Marginal note:Evidence
(2) For the purpose of this section, if the Tribunal finds, on a balance of probabilities, that a merger or proposed merger results or is likely to result in a significant increase in concentration or market share, the Tribunal shall also find that the merger or proposed merger prevents or lessens, or is likely to prevent or lessen, competition substantially, unless the contrary is proved on a balance of probabilities by the parties to the merger or proposed merger.

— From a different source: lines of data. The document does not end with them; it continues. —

PR #2753, opened 2025-10-16
pending events for delete source and delete source conversation

### LINKED ISSUE #2735: [app] delete source + delete source conversation create pending events
Hooks up deleting a source, and deleting source conversation (deletes all items in that source without deleting the source) to create pending events in client DB.

micahflee:
Fixes #2735

~This adds a `showMessageBox` IPC function to show native dialog boxes from the renderer.~ I switched to using Ant modals.

When you select sources and click delete, it shows a modal asking which type of deleting you want to do.

It also displays exactly how many files, messages, and replies will be deleted. It intelligently uses single and plural nouns, and if 0 of any of these types will be deleted, it doesn't show that line. If you're deleting a source without any items, it just doesn't display the counts at all.

The text is different when selecting a single source vs multiple sources, and the strings are localized in English and French. Here's what a single source looks like:

Screenshot_2025-10-17_10-35-10

Here's what multiple sources look like:

Screenshot_2025-10-17_10-35-25

If you click cancel it cancels. If you delete the accounts, or delete the conversations, it unchecks all of the checkboxes.

If you delete an account when that source is selected, it navigates back to the root inbox, with the "select a source" empty state showing.

If you delete a conversation when that source is selected, it refreshes the conversation, making it empty. This is the first time I've actually seen an empty conversation, so I also added an empty state for conversations:

Screenshot_2025-10-17_10-35-41

This also adds tests that test the deleting account and deleting conversation behaviors.

And, because I realized I didn't implement them in #2750, this also adds tests that test for starring/unstarring sources.

## Checklist

This change accounts for:

### DIFF
--- a/app/src/renderer/locales/en.json
+++ b/app/src/renderer/locales/en.json
@@ -42,7 +42,15 @@
         "bulkToggleRead": "Toggle read status for selected sources"
       },
       "deleteDialog": {
-        "detail": "If you delete a source's account, they will no longer be able to sign in and send you messages. To communicate with this source in the future, they must create a new account.",
+        "warning": "If you delete a source's account, they will no longer be able to sign in and send you messages. To communicate with this source in the future, they must create a new account.",
+        "countingItems": "Calculating items to delete...",
+        "itemCountsHeader": "This will delete:",
+        "messageCount_one": "{{count}} message",
+        "messageCount_other": "{{count}} messages",
+        "fileCount_one": "{{count}} file",
+        "fileCount_other": "{{count}} files",
+        "replyCount_one": "{{count}} reply",
+        "replyCount_other": "{{count}} replies",
         "cancelButton": "Cancel",
         "single": {
           "message": "Do you want to delete the source's account or just the conversation?",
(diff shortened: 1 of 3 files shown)


elioqoshi:
@micahflee I think the modal is an improvement, though we should revisit its copy, layout and button semantic colors as it is quite hard to scan as of now. I'd not merge this until we can +1 the design (we can have a look at this in the next days)

micahflee:
> @micahflee I think the modal is an improvement, though we should revisit its copy, layout and button semantic colors as it is quite hard to scan as of now. I'd not merge this until we can +1 the design (we can have a look at this in the next days)

I agree it can definite look better. I think we should merge this sooner and then address the UX in a separate issue.

legoktm:
> If you delete a conversation when that source is selected, it refreshes the conversation, making it empty. This is the first time I've actually seen an empty conversation, so I also added an empty state for conversations:

Here's what that state looks like in the client, which I think is better since there's no way to actually get to an empty conversation aside from this type of deletion.

Screenshot from 2025-10-21 14-55-30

Marginal note:Significant increase in concentration or market share
(3) A merger or proposed merger results or is likely to result in a significant increase in concentration or market share if, in any relevant market, as a result of the merger or proposed merger,
(a) the concentration index increases or is likely to increase by more than 100; and
(b) either
(i) the concentration index is or is likely to be more than 1,800, or
(ii) the market share of the parties to the merger or proposed merger is or is likely to be more than 30%.
Marginal note:Definition of concentration index
(4) In subsection (3), concentration index means, in any relevant market, the sum of the squares of the market shares of the suppliers or customers.
Marginal note:Regulations — different values
(5) The Governor in Council may by regulation prescribe different values than those provided in subsection (3).
- R.S., 1985, c. 19 (2nd Supp.), s. 45
- 1999, c. 2, s. 37
- 2023, c. 31, s. 9
- 2024, c. 15, s. 249
Marginal note:Factors to be considered regarding prevention or lessening of competition
93 In determining, for the purpose of section 92, whether or not a merger or proposed merger prevents or lessens, or is likely to prevent or lessen, competition substantially, the Tribunal may have regard to the following factors:
(a) the extent to which foreign products or foreign competitors provide or are likely to provide effective competition to the businesses of the parties to the merger or proposed merger;
(b) whether the business, or a part of the business, of a party to the merger or proposed merger has failed or is likely to fail;
(c) the extent to which acceptable substitutes for products supplied by the parties to the merger or proposed merger are or are likely to be available;
(d) any barriers to entry into a market, including
(i) tariff and non-tariff barriers to international trade,
(ii) interprovincial barriers to trade, and
(iii) regulatory control over entry,
and any effect of the merger or proposed merger on such barriers;
(e) the extent to which effective competition remains or would remain in a market that is or would be affected by the merger or proposed merger;
(f) any likelihood that the merger or proposed merger will or would result in the removal of a vigorous and effective competitor;
(g) the nature and extent of change and innovation in a relevant market;
(g.1) network effects within a market;
(g.2) whether the merger or proposed merger would contribute to the entrenchment of the market position of leading incumbents;
(g.3) any effect of the merger or proposed merger on price or non-price competition, including quality, choice or consumer privacy;
(g.4) the change in concentration or market share that the merger or proposed merger has brought about or is likely to bring about;
(g.5) any likelihood that the merger or proposed merger will or would result in express or tacit coordination between competitors in a market; and
(h) any other factor that is relevant to competition in a market that is or would be affected by the merger or proposed merger.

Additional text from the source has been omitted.